Find the population difference between the countries in the current row VS the country with the highest population.

select name, population, max(population) over()

from eba_countries;

 

select name, population, 

max(population) over(),

population - max(population) over() as diff_from_max_pop

from eba_countries;

 

Scenario 2 

Arrange the countries in order of population from largest to smallest and find the difference between the population of the current rows country and the country immediately following it. 

select name, population, 

lead(population, 1) over (order by population desc),

population - lead(population, 1) over(order by population desc) as variance

from eba_countries;

So, now we can see that the population of China is approximately 670 million more than the population. And the population of India is approximately 1 billion more than the population of the USA. 

 

Scenario 3

Flag all countries that are in the top 10 percentile for their region in terms of population.

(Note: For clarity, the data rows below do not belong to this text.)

PR #3192, opened 2024-11-05
PHPORM-259 Register MongoDB Session Handler with `SESSION_DRIVER=mongodb`

GromNaN:
Fix [PHPORM-259](https://jira.mongodb.org/browse/PHPORM-259)

Adding the "mongodb" session driver that uses [Symfony MongoDbSessionHandler](https://github.com/symfony/symfony/blob/6.4/src/Symfony/Component/HttpFoundation/Session/Storage/Handler/MongoDbSessionHandler.php) to store the sessions. This handler is optimized and maintained in the Symfony repository.

Registration:

1. Configure a [`mongodb` connection](https://www.mongodb.com/docs/drivers/php/laravel-mongodb/v5.x/quick-start/configure-mongodb/#set-the-connection-string-in-the-database-configuration) in `config/database.php`.

2. Select the session driver and connection with `.env` file
```ini
SESSION_DRIVER=mongodb
SESSION_CONNECTION=mongodb # optional, this is the default value
```

Or in `config/session.php`
```php
<?php return [
    'driver' => 'mongodb',     // required
    'connection' => 'mongodb', // the database connection name, default is "mongodb"
    'table' => 'sessions',     // the collection name, default is "sessions"
    'lifetime' => null,        // the ttl of session in minutes, default is 120 minutes
    'options' => []            // Additional driver options
];
```

List of additional options and some documentation in the class: https://github.com/symfony/symfony/blob/6.4/src/Symfony/Component/HttpFoundation/Session/Storage/Handler/MongoDbSessionHandler.php#L39-L46

### DIFF
--- a/src/MongoDBServiceProvider.php
+++ b/src/MongoDBServiceProvider.php
@@ -10,6 +10,7 @@ use Illuminate\Cache\Repository;
 use Illuminate\Filesystem\FilesystemAdapter;
 use Illuminate\Filesystem\FilesystemManager;
 use Illuminate\Foundation\Application;
+use Illuminate\Session\SessionManager;
 use Illuminate\Support\ServiceProvider;
 use InvalidArgumentException;
 use League\Flysystem\Filesystem;
@@ -20,6 +21,7 @@ use MongoDB\Laravel\Cache\MongoStore;
 use MongoDB\Laravel\Eloquent\Model;
 use MongoDB\Laravel\Queue\MongoConnector;
 use RuntimeException;
+use Symfony\Component\HttpFoundation\Session\Storage\Handler\MongoDbSessionHandler;
 
 use function assert;
 use function class_exists;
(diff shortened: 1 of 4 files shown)


src/MongoDBServiceProvider.php
```diff
@@ -20,6 +21,7 @@
 use MongoDB\Laravel\Eloquent\Model;
 use MongoDB\Laravel\Queue\MongoConnector;
 use RuntimeException;
+use Symfony\Component\HttpFoundation\Session\Storage\Handler\MongoDbSessionHandler;
```
alcaeus, line 24: Noted that Laravel itself has a dependency on `symfony/http-foundation`. Still, I wonder whether we should either add it to `require` or `require-dev`, and/or add a `conflict` entry to ensure we're getting a version of the session handler that we expect instead of relying on the transitive dependency.

alcaeus (commented):
Code LGTM, just wondering about the handling of the implicit dependency.

src/MongoDBServiceProvider.php
GromNaN: In fact, it's best to be explicit about this dependency. Laravel 10 requires symfony 6.4 while laravel 11 requires symfony 7.

alcaeus (commented):
Code changes LGTM. I'm taking a look at the static analysis check, which fails to upload the generated SARIF report.

alcaeus (approved):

select name, population, region_id,

percent_rank() over(partition by region_id order by population desc),

case when

    percent_rank() over(partition by region_id order by population desc) <= 0.1 then 1

    else 0

end as top_10_percentile

from eba_countries;

 

Scenario 4

Order the countries by population in ascending order and create a running total field for the population. 

select name, population, 

sum(population) over (order by population asc rows unbounded preceding) as running_total_population

from eba_countries;

 

Scenario5

For each customer rank their orders from highest to lowest in terms of order total using Analytical Functions (use RANK())

 

select order_id, customer_id, order_total,

rank() over(partition by customer_id order by order_total desc)

from v_orders;

 

Scenario 6

Using Analytical Functions find the difference between the order total for each order_id and the order_id with the maximum order total for that month/year

SELECT

ORDER_ID,

TO_CHAR(ORDER_DATETIME,'MM-YY') AS MONTH_YEAR,

ORDER_TOTAL,

ORDER_TOTAL - MAX(ORDER_TOTAL) OVER(PARTITION BY TO_CHAR(ORDER_DATETIME,'MM-YY')) AS DIFF_FROM_MAX

FROM

V_ORDERS;

 

 

Frequently Asked Questions

What are SQL window functions?

Window functions (also called analytical functions) perform calculations across a set of table rows related to the current row using the OVER() clause, allowing you to compute running totals, rankings, and row-by-row comparisons without collapsing the result into groups.

What is the difference between RANK and DENSE_RANK in SQL?

RANK assigns the same rank to tied rows but skips subsequent rank numbers (e.g., 1, 2, 2, 4), while DENSE_RANK also gives tied rows the same rank but does not skip numbers (e.g., 1, 2, 2, 3), making DENSE_RANK better for contiguous rankings.